▶ The records
§

PR #2842, opened 2025-03-11
fix: ios visual bugs on elements with drop-shadow

jfmcquade:
PR Checklist

## Description

- Fixes an issue with the `plh_module_list_item`, where the component would not display properly on iOS (see https://github.com/ParentingForLifelongHealth/plh-kids-app-kw-content/issues/174).
- Fixes related undocumented issues for some other components:
  - `task_card`
  - `button` (`card-portrait` variant)

## Notes

The underlying issue is with the CSS `filter: drop-shadow` on iOS. Similar issues are noted in various places (e.g. [1](https://stackoverflow.com/questions/65801487/drop-shadow-not-working-properly-on-ios-safari), [2](https://www.reddit.com/r/css/comments/bweqdc/safari_bug_css_dropshadow_after_elementhover_issue/)), although not well documented. 

There are two possible workarounds for this issue:
1. Refactor the styling to replace `filter: drop-shadow` with `box-shadow:`
    - The latter does not seem to cause issues on iOS
    - This change does entail some subtle visual changes, since the shadow applied by the `drop-shadow` filter appears to be softer and more blurred than that applied by the `box-shadow` property
2. Make use of the workaround we introduced for similar issue in #2288 – apply the CSS mixin designed for troublesome iOS elements. 

Testing the components that make use of the `drop-shadow` filter, `plh_module_list_item`, `task_card`, and `button` with `card-portrait` variant all exhibited related bugs on iOS. `parent_point_box` and `combo-box` also use a `drop-shadow` filter, and whilst I wasn't able to observe any bugs on these components, I've applied the workaround in anticipation of such bugs.

### `plh_module_list_item`

In the case of the `plh_module_list_item` component for which the issue was noticed, it made most sense to apply option 1., since the other variants of this component already made use of `box-shadow`, so this change improves consistency as well as resolving the issue. See screenshots section for example of the changes.

### `task_card`

For this component, on iOS the shadow around the status badge doesn't appear when overlapping with the main card element. I've resolved this with workaround 1. There is a slight visual difference (the shadow around the card is slightly less blurred), but I don't think this is a problem.

| before | after |
|---|---|
| Screenshot 2025-03-11 at 12 19 19 | Screenshot 2025-03-11 at 12 22 30 |

### `button` (`card-portrait` variant)

I applied workaround 1. As well as fixing this flickering issue, this styling brings the component in line with the shadow for the updated task-card component for a closer visual match, as well the other button variants, which already use `box-shadow`.

Before:

https://github.com/user-attachments/assets/824ebafb-8226-402d-a6e7-c88f47f9ea92

After:

Screenshot 2025-03-11 at 15 28 51

### `parent_point_box`

I couldn't detect any issues, but applied workaround 1. 

### `combo-box`

This is a case where the difference between a `drop-shadow` filter and `box-shadow` is more pronounced, because of the way they interact with transparency. Since the button element consists of just an outline, using a `drop-shadow` filter means the element gets a shadow on the inside as well as the outside, unlike a `box-shadow` which is just applied to the outside. Whilst this change isn't necessarily undesirable, I've opted to implement workaround 2. to preserve the existing look.

Here's the difference that workaround 1. would apply:

| current | potential change (not applied) |
|---|---|
| Screenshot 2025-03-11 at 12 24 15 | Screenshot 2025-03-11 at 12 23 56 |

## Git Issues

Closes https://github.com/ParentingForLifelongHealth/plh-kids-app-kw-content/issues/174

## Screenshots/Videos

 component in situ within [comp_plh_progress_path](https://docs.google.com/spreadsheets/d/130xy0FbCqgVMg8astiR5FBzuUMfVBHtg9k6wmweE1BA/edit?gid=603128459#gid=603128459):

| before | after |
|---|---|
| Screenshot 2025-03-11 at 12 01 44 | Screenshot 2025-03-11 at 12 00 15 |

### DIFF
--- a/packages/components/plh/parent-point-box/parent-point-box.component.scss
+++ b/packages/components/plh/parent-point-box/parent-point-box.component.scss
@@ -17,7 +17,7 @@ $item-border: var(--points-item-border, none);
     max-width: 100%; // Don't allow overlap
     height: var(--points-item-height);
     background: $item-background;
-    filter: drop-shadow(var(--ion-default-box-shadow));
+    box-shadow: var(--ion-default-box-shadow);
     border: 1px solid $item-border;
     border-radius: var(--ion-border-radius-standard);
     position: relative;
--- a/packages/components/plh/plh-kids-kw/components/module-list-item/module-list-item.component.scss
+++ b/packages/components/plh/plh-kids-kw/components/module-list-item/module-list-item.component.scss
@@ -90,12 +90,12 @@ $highlighted-color: var(--module-list-item-color-highlighted, var(--ion-color-se
   --circle-width: 84px;
   &[data-locked~="true"] {
     --circle-width: 76px;
+    box-shadow: -2px 2px 5px rgba(0, 0, 0, 0.2);
   }
   width: var(--circle-width);
   height: var(--circle-width);
   border-radius: 50%;
   border-width: 4px;
-  filter: drop-shadow(-2px 2px 5px rgba(0, 0, 0, 0.2));
   overflow: hidden;
   background-color: white;
   position: relative;
--- a/src/app/shared/components/template/components/button/button.component.scss
+++ b/src/app/shared/components/template/components/button/button.component.scss
@@ -86,7 +86,6 @@ ion-button[data-variant~="card"] {
   border-radius: var(--ion-border-radius-standard);
   min-height: var(--buttons-short-height);
   box-shadow: var(--ion-default-box-shadow);
-  // filter: drop-shadow(var(--ion-default-box-shadow));
   display: flex;
   flex-direction: column;
   align-items: center;
--- a/src/app/shared/components/template/components/button/button.component.scss
+++ b/src/app/shared/components/template/components/button/button.component.scss
@@ -85,7 +85,8 @@ ion-button[data-variant~="card"] {
   border: 1px solid var(--ion-color-gray-light);
   border-radius: var(--ion-border-radius-standard);
   min-height: var(--buttons-short-height);
-  filter: drop-shadow(var(--ion-default-box-shadow));
+  box-shadow: var(--ion-default-box-shadow);
+  // filter: drop-shadow(var(--ion-default-box-shadow));
   display: flex;
   flex-direction: column;
   align-items: center;
--- a/src/app/shared/components/template/components/task-card/task-card.component.scss
+++ b/src/app/shared/components/template/components/task-card/task-card.component.scss
@@ -6,7 +6,7 @@
   border-radius: var(--ion-border-radius-secondary);
   padding: var(--regular-padding);
   max-width: 400px;
-  filter: drop-shadow(var(--ion-default-box-shadow));
+  box-shadow: var(--ion-default-box-shadow);
 
   // Variants should be set using "variant" param, but support legacy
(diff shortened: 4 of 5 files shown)


chrismclarke (approved):
Thanks @jfmcquade , really nice breakdown of the issue and set of solutions.

Given the sources referenced I agree that `drop-shadow` should likely be avoided where possible given the inconsistencies on ios safari, preferring to use `box-shadow` instead. I also found a pretty good running thread on the issue and workarounds from the mdn browser-compat repo
```
https://github.com/mdn/browser-compat-data/issues/17726
```

Looking at the following css-tricks article, it seems the main difference is around handling of transparent content (which you also noted), but nice that we already have the previous workaround you implemented to force gpu-acceleration for those occasions where drop-shadow is definitely required
https://css-tricks.com/breaking-css-box-shadow-vs-drop-shadow/

I'm wondering whether it might be worth considering adding CSS linting to help avoid similar issues regressing in the future, by supplying a lint warning for the specific drop-shadow filter function? Looks like it should be possible with stylelint
https://stylelint.io/user-guide/rules/function-disallowed-list

But in the short term I think it makes a lot of sense to simply manually migrate all instances. Can confirm the only instance of drop-shadow now in use is the one you have manually fixed
image

esmeetewinkel (approved):
Looks good from description and screenshots/videos. If you want me to test anywhere (not sure if the issue was present on Appetize?)  feel free to add a link. 

One change I observed in your `task-card` screenshot that to me is more noticeable than the more-or-less blurred shadow, is that circle with tickmark icon in the top-right corner now also has a shadow in front of the card, rather than only "behind" the card. Therefore it now looks more like the circle is floating in front of the card which might suggest it is clickable itself. But I think that difference is still acceptable. 
image

chrismclarke:
> Thanks, @chrismclarke. From the [thread you linked](https://github.com/mdn/browser-compat-data/issues/17726#issuecomment-1373163624), it seems our SCSS mixin is likely doing something very similar to tailwind's `transform-gpu` class.
> 
> > I'm wondering whether it might be worth considering adding CSS linting to help avoid similar issues regressing in the future, by supplying a lint warning for the specific drop-shadow filter function? Looks like it should be possible with stylelint https://stylelint.io/user-guide/rules/function-disallowed-list
> 
> I like this idea. I just had a look into it, I was able to set up stylelint with a custom rule. This works when running manually, e.g. `yarn stylelint src/app/shared/components/template/components/combo-box/combo-box.component.scss`, however I struggled to get this working as real-time in-editor linting, or integrate it with eslint. I have also noticed in the past that eslint is responsible for a lot of the high memory usage from VSCode on my machine. So I think that additionally linting all SCSS files in real-time is probably not worth it at the moment for this one gain. I've made a quick issue to track this here (#2843), although don't see it being a priority.

Did you try installing the stylelint extension for vscode? As far as I'm aware it's independent to eslint so would likely need its own extension to show UI markup in vscode. 
https://marketplace.visualstudio.com/items?itemName=stylelint.vscode-stylelint

Definitely can appreciate vscode memory hog issues, I loose track myself although at least the footprint would only increase if dev chooses to install the extension. I think the larger benefit would just be including the stylint test as part of our CI lint/test just to make sure the rule doesn't accidentally work its way into production, but no reason for any of this to hold up this PR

§

▶ About this exercise
Counting only lines that hold the string "running", give the number of such lines in the records. Write nothing else.

▶ Exercise result
2